Elsewhere, at Tengah—where new BTO launches and upcoming EC (Executive Condominium) projects like Lumina Grand have been gathering interest—upgrader families are split on timing. ERA Realty reported that more HDB upgraders have started putting in offers on Tengah EC units, anticipating that any savings from loan repricing may be offset by firmer prices later this year if the hoped-for rate cut materialises.
Developers have responded, rolling out short-lived mortgage subsidies or tweaking payment deadlines. At Park Nova, along Tomlinson Road in District 10, a recent flash promotion offered a S$20,000 furniture voucher for buyers signing before August 1, in a bid to nudge fence-sitters.

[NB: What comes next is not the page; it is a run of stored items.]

PR #2506, opened 2019-06-20
Add release bundle target

saschagrunert:
This commit adds a `bundle` Makefile target which can be used to create
a build artifact tarball which contains static binaries and necessary
configurations. The target will be used by CircleCI to provide
continuous results. We can also attach bundles for specific versions on
corresponding GitHub releases.

Example run:
https://8210-161810706-gh.circle-artifacts.com/0/bundle/crio-33a105c0e.tar.gz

Numbers Tell a Nuanced Story
Data released on July 1 by the Urban Redevelopment Authority (URA) shows that private home sales in June dipped 8% month-on-month—1,062 transactions citywide, compared to 1,153 in May. Median resale condominium prices remained steady at S$1.8 million, while the HDB resale index hit a fresh high, with Sengkang five-room units trading at a median of S$720,000.
Meanwhile, banks like DBS and OCBC have started hinting at potential downward revisions to their fixed rate home loans by the fourth quarter. For now, three-year fixed loan packages remain elevated at 3.48% per annum—a full percentage point higher than in late 2022—contributing to the "wait-and-see" stance among some buyers.

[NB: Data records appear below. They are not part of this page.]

PR #2509, opened 2019-06-20
Don't disable SELinux in e2e tests anymore

haircommander:
By relabeling /var to be used by kubernetes

### DIFF
--- a/contrib/test/integration/e2e-features.yml
+++ b/contrib/test/integration/e2e-features.yml
@@ -19,20 +19,9 @@
             &> {{ artifacts }}/e2e.log
   # Fix vim syntax hilighting: "
 
-- block:
-
-    - name: Disable selinux during e2e tests
-      command: 'setenforce 0'
-      when: not e2e_selinux_enabled
-
-    - name: run e2e tests
-      shell: "{{ e2e_shell_cmd | regex_replace('\\s+', ' ') }}"
-      args:
-        chdir: "{{ ansible_env.GOPATH }}/src/k8s.io/kubernetes"
-      async: '{{ 60 * 60 * 4 }}'  # seconds
-      poll: 60
-
-  always:
-
-    - name: Re-enable SELinux after e2e tests
-      command: 'setenforce 1'
+- name: run e2e tests
+  shell: "{{ e2e_shell_cmd | regex_replace('\\s+', ' ') }}"
+  args:
+    chdir: "{{ ansible_env.GOPATH }}/src/k8s.io/kubernetes"
+  async: '{{ 60 * 60 * 4 }}'  # seconds
+  poll: 60
--- a/contrib/test/integration/e2e.yml
+++ b/contrib/test/integration/e2e.yml
@@ -25,18 +25,9 @@
 
 - block:
 
-    - name: Disable selinux during e2e tests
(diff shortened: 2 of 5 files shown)


contrib/test/integration/e2e-base.yml
```diff
@@ -61,3 +61,7 @@
 
 - name: Enable iptables NAT for the bridge
   command: sysctl -w net.bridge.bridge-nf-call-iptables=1
+
+- name: Relabel /var to be used by kubernetes
+  command: 'semanage fcontext -a -t container_file_t /var'
```
mrunalp: restorecon could be another option. cc: @rhatdan

haircommander: whoops I would have needed restorecon when using semanage. I am actually going to try chcon because I don't think these changes need to persist

contrib/test/integration/e2e-base.yml
```diff
@@ -61,3 +61,19 @@
 
 - name: Enable iptables NAT for the bridge
   command: sysctl -w net.bridge.bridge-nf-call-iptables=1
+
+- name: Change /var label
+  command: 'semanage fcontext -a -R -t container_file_t /var/'
```
rhatdan: If you want to just label everything under /var as container_file_t, for this boot, just do
chcon -t container_file_t -R /var

Don't do semanage or restorecon.

contrib/test/integration/e2e-base.yml
```diff
@@ -61,3 +61,19 @@
...
+  when: e2e_selinux_enabled
+
+- name: Reload /var label
+  command: 'restorecon -v /var/'
+  when: e2e_selinux_enabled
+
+- name: Change /etc label
+  command: 'semanage fcontext -a -R -t container_file_t /etc/'
```
rhatdan: You can do similar for /etc, but I think this is dangerous because other programs that are running on the system might want to read files in /etc like /etc/passwd and they will not be able to read them if /etc/passwd is labeled as container_file_t.

rhatdan: What AVC's are you seeing if you don't do the change of label for /etc?

haircommander: I am not seeing any AVCs anymore, but earlier on e2e_features_* runs I was seeing AVC denials for the name "etc-hosts" which I assumed was /etc/hosts. I then checked openshift nodes for the labelling there, and it seems as though all of /etc is labeled container_file_t, so I tried that.

contrib/test/integration/e2e-base.yml
haircommander: fixed

rhatdan:
@haircommander Still working on this one?

rhatdan:
@haircommander Why is this still around?
@umohnani8 @saschagrunert @haircommander @mrunalp Is this something we want?
Attempting to cleanup old CRI-O PRs

haircommander:
Yeah we eventually want this, but definitely want stable CI first

haircommander:
/hold cancel

we will need this to merge PRs now that we switched to f30

rhatdan:
@haircommander What is going on with this one?

mrunalp:
Closing in favor of #3305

Agents note that new launches in city-fringe neighbourhoods, such as Lentor Hills Residences, have seen booking rates stall below 50% since June, while mass-market condos in Jurong and Queenstown are outperforming, thanks to upgraders seeking affordability and convenience. "Only Bukit Timah and Orchard new launches continue to command premium pricing and strong demand from overseas buyers," said one analyst who tracks District 9-11 transactions.

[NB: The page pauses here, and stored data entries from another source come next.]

PR #2510, opened 2019-06-20
[1.14] Add global_auth_file option to crio.image config

mtrmac:
> Add a global_auth_file option under crio.image to the crio config. This option points to a json file that holds the credentials required to pull images from a secure registry. The json file is similar to that of .docker/config.json.
>
> Will forward-port to master as well.

This starts with #2498, and:
- removes some dead code
- fixes the case when the CRI client provides credentials (for the primary registry)
- adds use of `globalAuthFile` for the pause image if no specific credentials are provided

This is a functionally minimal set of changes that reflect how the API is probably _intended_ to be used, but not quite exhaustive for how it _could_ be used (e.g. it seems that calling CRI `ImageStatus` with a `docker://example.com/foo:tar` image name would actually try to contact the remote registry!). I do plan to clean all of this up / make it explicit, but that will be a separate `master`-only PR.

### DIFF
--- a/cmd/crio/config.go
+++ b/cmd/crio/config.go
@@ -225,11 +225,15 @@ ctr_stop_timeout = {{ .CtrStopTimeout }}
 # Default transport for pulling images from a remote container storage.
 default_transport = "{{ .DefaultTransport }}"
 
+# The path to a file containing credentials necessary for pulling images from
+# secure registries. The file is similar to that of /var/lib/kubelet/config.json
+global_auth_file = "{{ .GlobalAuthFile }}"
+
 # The image used to instantiate infra containers.
 pause_image = "{{ .PauseImage }}"
 
-# If not empty, the path to a docker/config.json-like file containing credentials
-# necessary for pulling the image specified by pause_image above.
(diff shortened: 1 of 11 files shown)


mrunalp:
@vrothberg ptal

mtrmac:
`master` version: #2510.

mtrmac:
> `master` version: #2510.

Oops, #2511.

vrothberg:

haircommander:
@mtrmac changes LGTM, but just to make sure-if this member is absent from the crio.conf, does CRI-O behave as expected? We need to make sure upgrades using an old crio.conf allow CRI-O to boot up.

TomSweeneyRedHat:
Nothing over the other comments.  Otherwise LGTM

umohnani8:
LGTM
@haircommander yeah it should be fine if this option is missing from crio.conf. We are not failing if value for this option is empty, in fact by default it is going to be empty n cri-o. MCO is the one that will be setting it.

mrunalp:
@saschagrunert We can have a follow-on PR for the flag.

saschagrunert:
Yes. :) no worries about that.

PR #2513, opened 2019-06-21
Add junit test files to .gitignore

saschagrunert:
Failing tests will cause the junit XML files to not being moved into the
test results directory. We now exclude them to avoid commiting them into
the repository.


rhatdan:
LGTM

What Buyers Should Watch in the Second Half of 2026
Market-watchers expect the next Monetary Authority of Singapore policy update in October to set the tone. If US rate cuts are confirmed and Singapore’s major banks follow suit, analysts project a 5-8% uptick in transaction volume between Jalan Jurong Kechil and Novena by December, especially in projects with near-term TOP dates.
For would-be buyers, the advice from most mortgage advisors is to review both variable and fixed loan offers closely, and to lock in favourable deals before potential competition drives prices higher. In a market where demand could rebound quickly, preparedness is key. As always, buyers should prioritise affordability over speculation, especially for those targeting units in popular neighbourhoods like Bishan, Bukit Panjang, or along Geylang Road.
For now, Singapore’s property market is in a state of high alert—balancing expectations for cheaper loans with the reality of steady prices and strong demand, especially in the family-friendly heartlands.